▶ **Problem description**
Please tally the lines of the listing that follows where the word "snake" appears, and reply with the number only.

▶ **Material provided**

PR #4939, opened 2025-09-02
Only run nosim tests on Python version tests

ktbarrett:
Previously the nosim tests were run on every job which is redundant. We really only need to run in all the Python version tests.


ktbarrett:
Removing ccache on macos-14 managed to fix this. I wonder why that's such a problem?

marlonjames:
Maybe add `test_nosim` to `generate-envs.py` docstring under **Optional fields**.

PR #166, opened 2022-10-11
[SHIP-148] Swap kind/name requiredness on Tags

dkolas:
Required test changes to accommodate https://github.com/nludb/nludb/pull/348


eob (dismissed):
LGTM. Some of the semantics feel odd in the tests below as a result; but the semantics aren't important since it's just a unit test.

PR #171, opened 2022-10-14
Remove dynamic excludes in favour of explicit Field(exclude=True) definitions

EniasCailliau:


eob (approved):
LGTM Assuming the tests are still passing (there are tests now which catch the exception that the absence of this was inducing before)

PR #175, opened 2022-10-15
Fixes bug in which snake-cased plugin objects would not get camel cased correctly.

eob:
If a plugin returned a raw response (e.g. BlockAndTagPluginOutput) then the serialization into JSON was not being performed correctly w/r/t snake and camel case.


EniasCailliau (approved):
Thanks for catching this! LGTM 🏎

▶ **Written answer**
2